ACTIVITY — Search the material below for the string "androidx" and extract each line that has it.

RECORDED INFORMATION —
PR #18, opened 2021-04-02
Remove reportUri normalization

voloshyn:
### Motivation

Remove `reportUri` normalization to use the exact input parameters for AccountKey and PublicAddress creation. This is needed to make sure serialization/deserialization does not change the serialized payload bytes.

Another consequence of this change is that equivalent `PublicAddresses` with implicit and explicit default ports will no longer be equal and will generate different b58 representations.

### DIFF
--- a/android-sdk/src/androidTest/java/com/mobilecoin/lib/AccountTest.java
+++ b/android-sdk/src/androidTest/java/com/mobilecoin/lib/AccountTest.java
@@ -2,6 +2,8 @@
 
 package com.mobilecoin.lib;
 
+import android.net.Uri;
+
 import androidx.test.platform.app.InstrumentationRegistry;
 
 import com.mobilecoin.lib.exceptions.InvalidUriException;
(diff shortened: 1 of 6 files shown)


android-sdk/src/androidTest/java/com/mobilecoin/lib/AccountTest.java
```diff
@@ -99,10 +101,88 @@
...
+        RistrettoPrivate key2_copy = RistrettoPrivate.fromBytes(key2.getKeyBytes());
+
+        AccountKey first = new AccountKey(
+                key1,
+                key2,
+                fogUri,
+                fogConfig.getFogReportId(),
+                fogConfig.getFogAuthoritySpki()
+        );
+        try {
```
samdealy, line 123: What's the advantage of writing it this way as opposed to "Assert.assertNotNull(first)"?

android-sdk/src/androidTest/java/com/mobilecoin/lib/AccountTest.java
```diff
@@ -99,10 +101,88 @@
...
+        } catch (Exception e) {
+            Assert.fail(e.toString());
+        }
+        AccountKey second = new AccountKey(key1_copy,
+                key2_copy,
+                fogUri,
+                fogConfig.getFogReportId(),
+                fogConfig.getFogAuthoritySpki()
+        );
+        if (!first.equals(second)) {
```
samdealy, line 136: What's the advantage of writing it this way over "Assert.assertEquals("Public addresses with copied keys must be qual", first, second)"?

android-sdk/src/androidTest/java/com/mobilecoin/lib/AccountTest.java
```diff
@@ -114,6 +194,29 @@ public void test_serialize() throws SerializationException, InvalidUriException
...
+        Uri fogUriWithPort = Uri.parse("fog://some-test-uri:443");
+        Uri[] fogUrisToTest = new Uri[] {fogUri, fogUriWithPort};
+
+        for (Uri uri : fogUrisToTest) {
+            AccountKey accountKey = AccountKey.createNew(
+                    uri,
+                    fogConfig.getFogReportId(),
+                    fogConfig.getFogAuthoritySpki()
+            );
+            byte[] serialized = accountKey.toByteArray();
```
samdealy, line 209: Consider renaming "serialized" to "serializedAccountKey."

android-sdk/src/androidTest/java/com/mobilecoin/lib/AccountTest.java
```diff
@@ -114,6 +194,29 @@ public void test_serialize() throws SerializationException, InvalidUriException
...
+            AccountKey restored = AccountKey.fromBytes(serialized);
```
samdealy, line 210: Consider renaming "restored" to "restoredAccountKey."

android-sdk/src/androidTest/java/com/mobilecoin/lib/AccountTest.java
voloshyn: `first` is valid already since it's returned from the NonNull API, but I'm testing `equals` method to be able to compare to `null` without any exceptions

android-sdk/src/androidTest/java/com/mobilecoin/lib/AccountTest.java
voloshyn: it's equivalent

sugargoat (approved):

android-sdk/src/androidTest/java/com/mobilecoin/lib/AccountTest.java
```diff
@@ -99,10 +101,88 @@
         return accountTestData;
     }
 
+    @Test
+    public void test_compare() throws InvalidUriException, SerializationException {
```
samdealy, line 105: I think it might be helpful to break this test into multiple unit tests. Right now it's testing the "equals" method in five scenarios. I think it's best to keep unit tests as small as possible, and to only invoke the method under test once. This helps the reader understand what the test is about.

That said, consider splitting this test up into multiple unit tests. One for each time equals or equivalent is called. WDYT?

android-sdk/src/androidTest/java/com/mobilecoin/lib/AccountTest.java
samdealy: In that case, consider using "Assert.assertEquals" because it reduces complexity by removing an if statement.

android-sdk/src/main/java/com/mobilecoin/lib/AccountKey.java
```diff
@@ -450,13 +446,38 @@ public String getFogReportId() {
...
+        return Objects.equals(fogReportId, that.fogReportId) &&
+                getNormalizedFogReportUri().equals(that.getNormalizedFogReportUri()) &&
+                Arrays.equals(fogAuthoritySpki, that.fogAuthoritySpki) &&
+                viewKey.equals(that.viewKey) &&
+                spendKey.equals(that.spendKey) &&
+                subAddressViewKey.equals(that.subAddressViewKey) &&
+                subAddressSpendKey.equals(that.subAddressSpendKey);
+    }
+
     @Override
```
samdealy, line 474: This isn't a blocking comment, but somthing to note for the future. It might be worth exploring using [AutoValue](https://github.com/google/auto/tree/master/value) for this class. AutoValue provides `equals` and `hashCode` for free, and we wouldn't need to worry about unit testing that these methods work. This would help reduce boilerplate and number of unit tests. 

Can discuss more offline and also in relation to my unit testing project.

voloshyn: sounds good, let's discuss this offline

android-sdk/src/androidTest/java/com/mobilecoin/lib/AccountTest.java
voloshyn: I think that's a good idea. Almost all of the tests have multiple use-cases in them, there are some pros and cons, let's discuss this offline and add a refactoring ticket for what we decide.

samdealy (approved):

android-sdk/src/androidTest/java/com/mobilecoin/lib/AccountTest.java
voloshyn: done

PR #28, opened 2021-05-12
Create mobilecoin client interface

samdealy:
### Motivation

Currently, there's no easy way for host apps to unit test the MobileCoinClient because it can't be mocked (marked as final) and creating an instance requires complicated configuration. 

### In this PR
This PR extracts MobileCoinClient public methods into an interface. This enables host apps to implement test objects that implement the itnerface in their unit tests. 

### Future Work
Continue extracting interfaces. Also refactor how MobileCoinClientImpl exposes the different clients (fogClient, viewClient, etc.) to make us not have to cast MobileCoinClient types into MobileCoinClientImpl.

[Android-88](https://mobilecoin.atlassian.net/browse/ANDROID-88)

### DIFF
--- a/android-sdk/src/main/java/com/mobilecoin/lib/MobileCoinClientImpl.java
+++ b/android-sdk/src/main/java/com/mobilecoin/lib/MobileCoinClientImpl.java
@@ -1,0 +1,694 @@
+// Copyright (c) 2020-2021 MobileCoin. All rights reserved.
+
+package com.mobilecoin.lib;
+
+import android.net.Uri;
+
+import androidx.annotation.NonNull;
+import androidx.annotation.Nullable;
+
+import com.mobilecoin.api.MobileCoinAPI;
+import com.mobilecoin.lib.exceptions.AttestationException;
+import com.mobilecoin.lib.exceptions.FeeRejectedException;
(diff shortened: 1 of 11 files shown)


android-sdk/src/main/java/com/mobilecoin/lib/MobileCoinClientImpl.java
```diff
@@ -0,0 +1,694 @@
...
+import java.util.concurrent.Executors;
+import java.util.concurrent.Future;
+import java.util.concurrent.TimeoutException;
+import java.util.stream.Collectors;
+
+import consensus_common.ConsensusCommon;
+import fog_ledger.Ledger;
+
+/** The default implementation for the {@link MobileCoinClient}. */
+public final class MobileCoinClientImpl implements MobileCoinClient {
```
voloshyn, line 48:
```suggestion
public final class MobileCoinClient implements MobileCoinClientInterface {
```

voloshyn (changes requested):

samdealy:
Opted to make multiple interfaces rather than just one. https://github.com/mobilecoinofficial/android-sdk/pull/29

PR #29, opened 2021-05-12
Create new interfaces for the MobileCoinClient functionality

samdealy:
Motivation
Currently, there's no easy way for host apps to unit test the MobileCoinClient functionality because it can't be mocked (marked as final) and creating an instance requires complicated configuration.

In this PR
This PR extracts MobileCoinClient public methods into three interfaces. This enables host apps to implement test objects that implement the required interfaces in their unit tests.

Future Work
Continue extracting interfaces. Create similarly-named interfaces for the AccountSnapshot class, which basically does everything MobileCoinClient does, but without making network requests. 

Android-88

### DIFF
--- a/android-sdk/src/main/java/com/mobilecoin/lib/MobileCoinAccountClient.java
+++ b/android-sdk/src/main/java/com/mobilecoin/lib/MobileCoinAccountClient.java
@@ -35,7 +35,7 @@ public interface MobileCoinAccountClient {
    */
   @Nullable
   AccountSnapshot getAccountSnapshot(UnsignedLong blockIndex) throws NetworkException,
-      InvalidFogResponse, AttestationException
+      InvalidFogResponse, AttestationException;
 
   /**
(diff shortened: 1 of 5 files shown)


android-sdk/src/main/java/com/mobilecoin/lib/MobileCoinAccountClient.java
```diff
@@ -0,0 +1,86 @@
...
+  /**
+   * Returns whether the defragmentation is required on the active account in order to send the
+   * specified amount
+   */
+  boolean requiresDefragmentation(@NonNull BigInteger amountToSend)
+      throws NetworkException, InvalidFogResponse, AttestationException,
+      InsufficientFundsException;
+
+  /**
+   * Defragments the user's account.
```
samdealy, line 55: This is a Github text parsing error. The comments are syntactically correct and Android Studio displays it without any errors.

voloshyn (approved):

PR #32, opened 2021-06-09
Update android bindings to v1.1.0

voloshyn:
### In this PR
* Update android bindings to v1.1.0


jcape (commented):
armabi-v7a isn't needed?

voloshyn:
> armabi-v7a isn't needed?

yes, it is there as well

sugargoat (approved):

PR #35, opened 2021-07-09
Allow plain text communication for insecure protocols

voloshyn:
### Motivation

Some types of testing require non-TLS communication.

### In this PR
* Enable plain text for `insecure-service_name://` protocols
* Use generics for specific service Uris

### DIFF
--- a/android-sdk/src/main/java/com/mobilecoin/lib/AttestedClient.java
+++ b/android-sdk/src/main/java/com/mobilecoin/lib/AttestedClient.java
@@ -15,6 +15,7 @@ import com.mobilecoin.lib.log.Logger;
 import com.mobilecoin.lib.network.services.http.clients.RestClient;
 import com.mobilecoin.lib.network.services.transport.GRPCTransport;
 import com.mobilecoin.lib.network.services.transport.Transport;
+import com.mobilecoin.lib.network.uri.MobileCoinUri;
 
 import attest.Attest;
 import io.grpc.ManagedChannel;
@@ -23,7 +24,7 @@ import io.grpc.ManagedChannel;
  * Base class for attested communication with View/Ledger/Consensus servers
  */
 
-abstract class AttestedClient extends AnyClient {
+abstract class AttestedClient<MobUri extends MobileCoinUri> extends AnyClient<MobUri> {
     private final static String TAG = AttestedClient.class.getName();
     // How long to wait for the managed connection to gracefully shutdown in milliseconds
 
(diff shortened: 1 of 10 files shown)


android-sdk/src/main/java/com/mobilecoin/lib/AttestedClient.java
```diff
@@ -23,7 +24,7 @@
  * Base class for attested communication with View/Ledger/Consensus servers
  */
 
-abstract class AttestedClient extends AnyClient {
+abstract class AttestedClient<MobUri extends MobileCoinUri> extends AnyClient<MobUri> {
     private final static String TAG = AttestedClient.class.getName();
```
samdealy, line 28: I've only seen generic parameter, such as "T" or "U" be used inside of the <>. E.g. AnyClient<T extends MobileCoinUri>. 

Why does it need to be this way, and what does it express? Is there a way to rewrite it such that it uses a generic param such as "T"?

samdealy (commented):
Left a comment regarding the <MobUri extends MobilcCoinUri> usage.

android-sdk/src/main/java/com/mobilecoin/lib/AttestedClient.java
voloshyn: Yes, it can be `T` or anything else for that matter, but it is more informative and easier to read `MobUri uri;` vs `T uri;`
`K, N, T, V, U, S, etc` are from an old Oracle convention, another convention is to use prefix/suffix with a normal type name, e.g. `MobUriT` or `TMobUri`, but it's also old and the reasons for it don't apply anymore.

samdealy: I think that using MobUri is confusing because that's the name of a [class](https://github.com/mobilecoinofficial/android-sdk/blob/266edb798c6d9a09d03e3836a23cb2b39065a57c/android-sdk/src/main/java/com/mobilecoin/lib/network/uri/MobUri.java). When I first read this, I thought you referring to that class. 

I am in favor of using "T" because it's a well-established convention. When I see "T" I know that it's a generic. That said, if you want to express that the "T" must extend "MobileCoinUri" it's probably best to make 'MobileCoinUri" an interface. That way, you wouldn't need to use generics and can just type the param as "MobileCoinUri". 

If that change will take too much time, I'd recommend either using "T" or some other name that makes it clear it's a generic and not the MobUri class that exists.

voloshyn: Let's discuss the naming offline.
I forgot we have MobUri, I'll rename that to something else.

voloshyn: I've removed the generics

samdealy: glynn

samdealy (approved):
LGTM

PR #36, opened 2021-07-13
Reset attested state on erros

voloshyn:
### Motivation

An attested state may become invalid after errors, so it has to be reset.

### In this PR
* Reset attested state on errors
* Reset transport with invalid attestation

### Future Work
* Simplify re-attestation by abstracting out error processing


android-sdk/src/main/java/com/mobilecoin/lib/AttestedViewClient.java
```diff
@@ -119,6 +119,7 @@ protected synchronized void attest(@NonNull Transport transport)
         Attest.Message message = encryptMessage(requestBuilder.build(), aadRequestBuilder.build());
```
eranrund, line 119: This is outside of the retry loop, so it retrying will not work.

samdealy (approved):
LGTM

eranrund (changes requested):

eranrund (approved):
LGTM once CI is happy

PR #37, opened 2021-07-15
Decommission rng

samdealy:
### Motivation

The SDK uses an RNG supplied by Fog Ingest to generate private txo search keys. The RNG seeds are specific to a given enclave, so when we upgrade to a new enclave the RNGs associated with the old enclave will not produce new search keys. These old RNGs are said to be "decommissioned," and the SDK should no longer generate search keys from them once we've gotten the last txo associated with the seed. 

The SDK didn't necessarily need to implement this functionality up until this point because there weren't a lot of decommissioned RNGs. However, as txos grow over time, querying decommissioned RNGs would negatively impact performance for no benefit to the user. As such, we're implementing this behavior now.

### In this PR
Adds a field to FogSeed called "isObsolete" that signifies if the seed is (a) decommissioned and (b) has had all of its txos retrieved. If the FogSeed is obsolete, then we won't use it to make Fog ingest queries.

Fixes [Decommission RNGs on Android](https://app.asana.com/0/1200318482173758/1200318482173797/f)

### Testing
Eran ran the Fog conformance tests, and confirmed that the tests passed. I also added logs in the new logic branches, and Eran confirmed that he saw those logs, which indicates that the new logic is being executed. 

### Future Work
* Non goal: Fix attestation issue
* Refactor TxOutStore logic to be more modular.
* Implement Parcelable serialization instead of Serializable

### DIFF
--- a/android-sdk/src/main/java/com/mobilecoin/lib/FogSeed.java
+++ b/android-sdk/src/main/java/com/mobilecoin/lib/FogSeed.java
@@ -124,15 +124,15 @@ final class FogSeed implements Serializable {
         return utxos;
     }
 
-    public long getIngestInvocationId() {
+    long getIngestInvocationId() {
         return ingestInvocationId;
     }
 
-    public boolean isObsolete() {
+    boolean isObsolete() {
         return isObsolete;
     }
 
-    public void markObsolete() {
+    void markObsolete() {
         isObsolete = true;
     }
 
--- a/android-sdk/src/main/java/com/mobilecoin/lib/FogSeed.java
+++ b/android-sdk/src/main/java/com/mobilecoin/lib/FogSeed.java
@@ -29,8 +29,8 @@ final class FogSeed implements Serializable {
     // Data that comes straight from fog.
     private byte[] nonce;
     private int rngVersion;
-    // True if the seed is decommissioned and all utxos have been retrieved.
-    private boolean isDeprecated;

WRITTEN REPLY —
 import androidx.test.platform.app.InstrumentationRegistry;
+import androidx.annotation.NonNull;
+import androidx.annotation.Nullable;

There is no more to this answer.